The studies on the suppression of stray light of star trackers mainly include the following: (1) design and optimization of lens hood [12–15]—a well-designed lens hood that considers the working orbit and exact space task can help the star tracker overcome some stray light problems; (2) data fusion between a star tracker and other sensors such as a gyroscope, and thus the invalid star tracker data can be compensated [16,17]; (3) star image processing—this is an important approach because the star image is the only information source of the star tracker. However, threshold optimization and noise elimination in the processing of the star image with stray light still lack special study and are crucial issues.

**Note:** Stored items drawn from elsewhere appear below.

PR #59, opened 2017-01-22
Control conda versions

daler:
This PR makes it easier to control conda and conda-build versions, via env vars or the CLI. This will let us add

```yaml
global:
  - BIOCONDA_CONDA_VERSION=4.2.15
  - BIOCONDA_CONDA_BUILD_VERSION=2.0.7
```
to `bioconda-recipes/.travis.yaml` so that there is an obvious place to set the versions.

### DIFF
--- a/bioconda_utils/cli.py
+++ b/bioconda_utils/cli.py
@@ -50,7 +50,13 @@ logger = logging.getLogger(__name__)
      ignored.''')
 @arg('--conda-build-version',
      help='''Version of conda-build to use if building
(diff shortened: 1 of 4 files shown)


johanneskoester:
I think I'd prefer the docker container to use exactly the conda version that the host uses. The reason is that otherwise we might have to ensure the conda version in two places (host, for osx, and container, for Linux). Using the bioconda-utils requirements.txt sounds like a better option to me.

daler:
closed via #84

PR #71, opened 2017-02-24
Filter recipes by git range

johanneskoester:
This moves some of the functionality from PR bioconda/bioconda-recipes#3891 into bioconda-utils. The benefit is that `scripts/travis-run.sh` will be simpler again, and the functionality becomes available locally. In the long run, it can also deprecate `--quick`, since it is more general.

### DIFF
--- a/bioconda_utils/cli.py
+++ b/bioconda_utils/cli.py
@@ -106,18 +106,19 @@ def build(recipe_folder,
     # handle git range
     if git_range:
         p = sp.run(['git', 'diff',
-                          '--exit-code',
                           '--relative=recipes',
                           '--name-only'] + git_range +
                          [os.path.join(recipe_folder, '*', 'meta.yaml'),
                           os.path.join(recipe_folder, '*', '*', 'meta.yaml')],
                          stdout=sp.PIPE,
-                         universal_newlines=True)
-        if p.returncode == 0:
+                         universal_newlines=True,
+                         check=True)
+        modified = p.stdout.strip().split('\n')
+        if not modified:
             logger.info('No recipe modified according to git, exiting.')
             exit(0)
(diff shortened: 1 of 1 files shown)


daler:
Nice!

bioconda_utils/cli.py
```diff
@@ -98,6 +103,24 @@ def build(recipe_folder,
     else:
         docker_builder = None
 
+    # handle git range
+    if git_range:
+        p = sp.run(['git', 'diff',
+                          '--relative=recipes',
+                          '--name-only'] + git_range +
+                         [os.path.join(recipe_folder, '*', 'meta.yaml'),
```
bgruening: @johanneskoester if we leave this out here and consider all files in the `run` function and filter later by `modified = [mod for mod in modified if mod.endswith('mata.yaml')]` this should be more stable I assume.

johanneskoester: Maybe, but also a bit less explicit. I don't think it makes much of a difference. I plan to anyway refactor this a bit in the next days.

bgruening: How can this be less explicit? It is way more explicit and you are way more flexible in your folder structure. Glob'ing is everything else than explicit.

johanneskoester: Well, the this version shows in what kind of pattern recipes are expected. Using all files and `endswith`, recipes can be everywhere (within the recipe folder). I find this more implicit. But this is rather an explanation what I had in mind, and why I don't really see the advantage of the other approach. Maybe best would be to have a common recipe discovery for both `--packages *` and `--git-range`. In any case, I think I'd rather wait on Ryans refactorings (see the linting PR), because he has also generalized parts of this code.

Issue #72, opened 2017-03-01
LOCKERROR: It looks like conda is already doing something.


sebastian-luna-valero:
Having this problem here:
https://travis-ci.org/bioconda/bioconda-recipes/jobs/206522192#L576
https://travis-ci.org/bioconda/bioconda-recipes/jobs/206536065#L480

I have reported to conda:
https://github.com/conda/conda/issues/3981

glormph:
I got this as well today, and was suspecting it had something to do with the S3 outage earlier.

glormph:
Error seems to have disappeared now, at least when restarting a build in my own repo.

sebastian-luna-valero:
Here is the feedback from the conda team:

This work mainly focuses on a star extraction method based on energy information mining. Effective extraction and accurate centroid determination of the star spots cannot be obtained without a well-optimized processing algorithm. Star images are initially classified based on the gray-level co-occurrence matrix (GLCM) and k-nearest neighbor algorithm, with which the parameters in the background estimation and the threshold setting operation can be optimized. Then the local differential encoding, combined with Levenshtein distance (L-Distance) filtering, is adopted to distinguish the interference noise. The entire flow chart of the proposed method is described in Fig. 1. Through night sky experiments and multiframe verification, the recognition results of the extracted star spots by the proposed method can be validated.

 

Fig. 1. Flow chart of the proposed method.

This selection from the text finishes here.